Assignment: For each line in the data below that has the word "retries", copy that line.

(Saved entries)
╭──
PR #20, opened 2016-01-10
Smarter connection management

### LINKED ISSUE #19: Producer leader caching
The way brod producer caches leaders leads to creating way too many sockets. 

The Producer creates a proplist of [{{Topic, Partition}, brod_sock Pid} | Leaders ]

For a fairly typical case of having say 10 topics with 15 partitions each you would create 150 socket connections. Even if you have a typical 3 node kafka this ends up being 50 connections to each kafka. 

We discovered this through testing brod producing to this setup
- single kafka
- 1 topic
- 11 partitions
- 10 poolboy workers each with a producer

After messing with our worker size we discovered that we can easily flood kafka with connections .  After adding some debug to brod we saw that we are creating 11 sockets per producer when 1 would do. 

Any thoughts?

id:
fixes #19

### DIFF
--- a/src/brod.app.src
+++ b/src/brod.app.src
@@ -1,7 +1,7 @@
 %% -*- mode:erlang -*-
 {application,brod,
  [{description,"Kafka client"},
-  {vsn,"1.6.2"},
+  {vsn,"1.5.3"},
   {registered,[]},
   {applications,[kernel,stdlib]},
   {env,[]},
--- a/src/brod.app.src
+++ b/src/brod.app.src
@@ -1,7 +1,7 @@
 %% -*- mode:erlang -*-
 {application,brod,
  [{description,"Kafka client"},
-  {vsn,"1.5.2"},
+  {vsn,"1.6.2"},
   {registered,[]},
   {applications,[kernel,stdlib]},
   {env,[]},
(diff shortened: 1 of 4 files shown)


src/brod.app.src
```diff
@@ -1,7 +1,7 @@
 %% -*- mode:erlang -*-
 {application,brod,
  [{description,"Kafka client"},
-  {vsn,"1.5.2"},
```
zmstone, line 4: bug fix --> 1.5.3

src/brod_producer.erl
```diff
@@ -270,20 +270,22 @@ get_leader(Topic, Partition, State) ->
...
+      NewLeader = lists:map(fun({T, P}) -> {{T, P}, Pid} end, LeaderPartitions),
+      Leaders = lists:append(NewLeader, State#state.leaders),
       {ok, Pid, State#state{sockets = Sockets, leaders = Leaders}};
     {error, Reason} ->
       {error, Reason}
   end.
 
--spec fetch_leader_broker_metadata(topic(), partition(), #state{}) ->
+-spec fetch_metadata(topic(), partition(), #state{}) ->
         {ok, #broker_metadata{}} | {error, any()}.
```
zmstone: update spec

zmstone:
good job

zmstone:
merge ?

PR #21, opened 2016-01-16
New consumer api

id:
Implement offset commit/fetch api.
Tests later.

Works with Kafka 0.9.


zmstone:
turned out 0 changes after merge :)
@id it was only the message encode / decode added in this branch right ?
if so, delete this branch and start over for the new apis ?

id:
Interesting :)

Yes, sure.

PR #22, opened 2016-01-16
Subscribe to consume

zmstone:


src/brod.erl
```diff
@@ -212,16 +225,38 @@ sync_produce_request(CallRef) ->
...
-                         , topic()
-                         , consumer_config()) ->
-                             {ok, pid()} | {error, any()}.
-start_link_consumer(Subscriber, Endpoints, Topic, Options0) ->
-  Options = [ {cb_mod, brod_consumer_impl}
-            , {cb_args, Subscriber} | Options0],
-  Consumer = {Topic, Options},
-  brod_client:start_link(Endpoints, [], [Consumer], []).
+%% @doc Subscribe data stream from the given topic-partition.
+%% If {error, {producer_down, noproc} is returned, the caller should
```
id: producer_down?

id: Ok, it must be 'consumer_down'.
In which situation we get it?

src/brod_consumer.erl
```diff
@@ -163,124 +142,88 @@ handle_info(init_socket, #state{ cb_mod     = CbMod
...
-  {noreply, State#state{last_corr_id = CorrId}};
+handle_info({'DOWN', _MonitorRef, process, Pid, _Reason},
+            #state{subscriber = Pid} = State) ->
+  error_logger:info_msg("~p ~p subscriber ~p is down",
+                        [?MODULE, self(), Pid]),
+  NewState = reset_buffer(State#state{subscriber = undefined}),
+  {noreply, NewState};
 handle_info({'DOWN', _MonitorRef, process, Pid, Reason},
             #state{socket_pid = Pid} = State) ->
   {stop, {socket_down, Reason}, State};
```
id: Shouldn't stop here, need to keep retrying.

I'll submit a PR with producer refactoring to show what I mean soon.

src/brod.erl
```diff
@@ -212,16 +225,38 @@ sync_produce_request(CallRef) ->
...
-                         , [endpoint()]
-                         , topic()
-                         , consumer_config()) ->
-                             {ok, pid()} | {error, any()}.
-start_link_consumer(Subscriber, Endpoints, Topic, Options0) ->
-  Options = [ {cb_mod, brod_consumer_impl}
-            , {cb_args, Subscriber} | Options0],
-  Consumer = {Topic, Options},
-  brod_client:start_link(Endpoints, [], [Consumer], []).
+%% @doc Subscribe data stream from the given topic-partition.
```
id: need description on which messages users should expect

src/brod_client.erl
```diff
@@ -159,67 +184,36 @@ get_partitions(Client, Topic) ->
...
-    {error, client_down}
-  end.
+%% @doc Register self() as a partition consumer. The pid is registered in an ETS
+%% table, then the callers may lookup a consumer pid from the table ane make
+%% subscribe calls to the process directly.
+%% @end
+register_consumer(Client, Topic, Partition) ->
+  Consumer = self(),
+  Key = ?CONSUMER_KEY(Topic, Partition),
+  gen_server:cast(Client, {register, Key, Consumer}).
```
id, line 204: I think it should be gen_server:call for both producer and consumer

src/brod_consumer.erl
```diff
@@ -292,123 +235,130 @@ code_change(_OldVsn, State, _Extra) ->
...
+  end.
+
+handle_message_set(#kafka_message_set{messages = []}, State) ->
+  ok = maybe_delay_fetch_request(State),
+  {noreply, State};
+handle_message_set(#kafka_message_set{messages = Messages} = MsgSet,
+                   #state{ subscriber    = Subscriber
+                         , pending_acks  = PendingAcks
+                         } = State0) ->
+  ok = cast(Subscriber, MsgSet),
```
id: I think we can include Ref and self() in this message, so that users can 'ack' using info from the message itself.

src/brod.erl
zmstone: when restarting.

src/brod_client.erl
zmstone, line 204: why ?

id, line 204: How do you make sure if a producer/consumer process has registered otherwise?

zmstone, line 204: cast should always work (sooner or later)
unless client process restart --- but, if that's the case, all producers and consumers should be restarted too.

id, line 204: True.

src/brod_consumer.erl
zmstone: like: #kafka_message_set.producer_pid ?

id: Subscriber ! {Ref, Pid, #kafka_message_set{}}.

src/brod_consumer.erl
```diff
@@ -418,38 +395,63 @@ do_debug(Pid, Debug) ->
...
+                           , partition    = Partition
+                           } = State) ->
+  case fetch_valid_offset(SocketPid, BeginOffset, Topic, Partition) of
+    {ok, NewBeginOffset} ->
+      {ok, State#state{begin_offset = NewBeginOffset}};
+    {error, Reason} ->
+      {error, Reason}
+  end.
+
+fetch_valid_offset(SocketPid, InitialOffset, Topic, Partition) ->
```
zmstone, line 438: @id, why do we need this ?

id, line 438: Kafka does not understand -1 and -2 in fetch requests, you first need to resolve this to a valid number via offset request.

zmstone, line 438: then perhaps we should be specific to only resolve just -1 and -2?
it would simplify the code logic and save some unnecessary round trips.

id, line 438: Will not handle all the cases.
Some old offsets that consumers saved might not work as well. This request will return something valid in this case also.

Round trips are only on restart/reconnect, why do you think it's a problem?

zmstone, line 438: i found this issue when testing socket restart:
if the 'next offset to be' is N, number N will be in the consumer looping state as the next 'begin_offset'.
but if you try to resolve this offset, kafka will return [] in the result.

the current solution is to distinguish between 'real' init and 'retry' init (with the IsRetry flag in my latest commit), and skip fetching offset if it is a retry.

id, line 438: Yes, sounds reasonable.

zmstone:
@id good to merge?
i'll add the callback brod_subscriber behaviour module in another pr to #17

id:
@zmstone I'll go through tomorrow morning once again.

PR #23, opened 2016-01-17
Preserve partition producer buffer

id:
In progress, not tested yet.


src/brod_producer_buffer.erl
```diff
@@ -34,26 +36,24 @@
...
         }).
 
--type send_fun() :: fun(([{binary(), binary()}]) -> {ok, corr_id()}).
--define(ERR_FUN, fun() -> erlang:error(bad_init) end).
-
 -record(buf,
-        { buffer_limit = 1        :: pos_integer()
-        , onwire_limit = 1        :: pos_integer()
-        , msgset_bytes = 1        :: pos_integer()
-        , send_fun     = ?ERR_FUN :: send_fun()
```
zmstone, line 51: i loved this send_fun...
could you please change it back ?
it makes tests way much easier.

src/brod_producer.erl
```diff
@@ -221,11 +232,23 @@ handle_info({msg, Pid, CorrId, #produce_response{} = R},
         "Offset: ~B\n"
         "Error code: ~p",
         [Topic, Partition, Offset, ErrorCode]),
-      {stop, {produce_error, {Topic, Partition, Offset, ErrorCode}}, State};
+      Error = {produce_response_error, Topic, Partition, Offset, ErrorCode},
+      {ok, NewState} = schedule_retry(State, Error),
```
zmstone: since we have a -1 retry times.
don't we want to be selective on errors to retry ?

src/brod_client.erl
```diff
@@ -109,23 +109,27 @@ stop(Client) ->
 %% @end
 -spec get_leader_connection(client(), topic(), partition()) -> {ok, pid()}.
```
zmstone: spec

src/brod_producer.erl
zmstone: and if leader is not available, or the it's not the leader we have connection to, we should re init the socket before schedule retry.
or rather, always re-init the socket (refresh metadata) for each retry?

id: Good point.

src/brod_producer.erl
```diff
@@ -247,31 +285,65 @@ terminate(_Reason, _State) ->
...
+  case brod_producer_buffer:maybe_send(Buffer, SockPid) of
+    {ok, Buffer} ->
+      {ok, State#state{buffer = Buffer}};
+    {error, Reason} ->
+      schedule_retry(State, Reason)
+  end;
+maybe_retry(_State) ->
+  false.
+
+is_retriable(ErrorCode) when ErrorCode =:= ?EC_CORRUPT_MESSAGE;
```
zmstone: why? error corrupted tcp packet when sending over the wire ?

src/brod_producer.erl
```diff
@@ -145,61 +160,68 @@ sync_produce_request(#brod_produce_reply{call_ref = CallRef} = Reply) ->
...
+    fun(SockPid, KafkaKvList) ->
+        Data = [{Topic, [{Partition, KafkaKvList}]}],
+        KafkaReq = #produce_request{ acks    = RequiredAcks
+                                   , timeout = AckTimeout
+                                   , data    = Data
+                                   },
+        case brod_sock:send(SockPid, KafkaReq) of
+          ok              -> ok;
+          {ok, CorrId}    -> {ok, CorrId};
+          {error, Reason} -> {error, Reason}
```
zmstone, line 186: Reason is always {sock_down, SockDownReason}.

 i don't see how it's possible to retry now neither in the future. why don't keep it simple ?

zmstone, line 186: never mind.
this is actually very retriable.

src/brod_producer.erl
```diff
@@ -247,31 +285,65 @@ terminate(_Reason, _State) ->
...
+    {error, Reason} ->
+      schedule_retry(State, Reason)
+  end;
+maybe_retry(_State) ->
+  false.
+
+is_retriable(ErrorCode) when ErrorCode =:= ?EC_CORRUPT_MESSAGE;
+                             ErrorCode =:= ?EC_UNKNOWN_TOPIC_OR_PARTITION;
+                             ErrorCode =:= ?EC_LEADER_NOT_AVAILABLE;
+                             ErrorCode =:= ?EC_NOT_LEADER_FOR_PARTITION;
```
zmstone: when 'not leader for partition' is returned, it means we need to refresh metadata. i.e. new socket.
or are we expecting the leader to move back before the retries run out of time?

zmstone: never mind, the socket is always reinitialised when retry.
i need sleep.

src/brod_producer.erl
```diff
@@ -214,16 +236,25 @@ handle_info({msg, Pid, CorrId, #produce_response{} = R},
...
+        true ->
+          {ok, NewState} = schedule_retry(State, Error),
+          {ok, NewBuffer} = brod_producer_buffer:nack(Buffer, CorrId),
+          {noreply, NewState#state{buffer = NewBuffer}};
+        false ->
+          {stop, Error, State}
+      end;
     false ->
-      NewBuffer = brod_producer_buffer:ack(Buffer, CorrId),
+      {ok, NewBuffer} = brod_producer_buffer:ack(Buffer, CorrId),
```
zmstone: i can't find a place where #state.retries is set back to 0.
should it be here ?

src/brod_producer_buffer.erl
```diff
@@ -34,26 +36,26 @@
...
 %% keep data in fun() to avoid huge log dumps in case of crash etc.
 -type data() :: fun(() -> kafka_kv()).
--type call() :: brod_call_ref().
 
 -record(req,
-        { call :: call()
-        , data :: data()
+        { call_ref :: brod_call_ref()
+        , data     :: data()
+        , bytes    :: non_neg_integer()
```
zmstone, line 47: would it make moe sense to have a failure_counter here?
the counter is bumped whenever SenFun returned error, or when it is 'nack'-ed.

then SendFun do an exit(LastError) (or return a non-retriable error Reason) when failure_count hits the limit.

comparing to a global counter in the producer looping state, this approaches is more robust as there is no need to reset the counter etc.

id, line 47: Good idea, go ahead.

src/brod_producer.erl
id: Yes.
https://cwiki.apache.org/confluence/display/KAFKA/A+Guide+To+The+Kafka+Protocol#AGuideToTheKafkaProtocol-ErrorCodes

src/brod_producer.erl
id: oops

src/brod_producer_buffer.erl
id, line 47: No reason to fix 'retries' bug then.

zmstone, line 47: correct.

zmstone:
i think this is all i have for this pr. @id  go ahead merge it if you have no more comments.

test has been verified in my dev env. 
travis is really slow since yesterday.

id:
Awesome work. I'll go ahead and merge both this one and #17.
╰──
Solution to this exercise:
or are we expecting the leader to move back before the retries run out of time?
zmstone: i can't find a place where #state.retries is set back to 0.
id, line 47: No reason to fix 'retries' bug then.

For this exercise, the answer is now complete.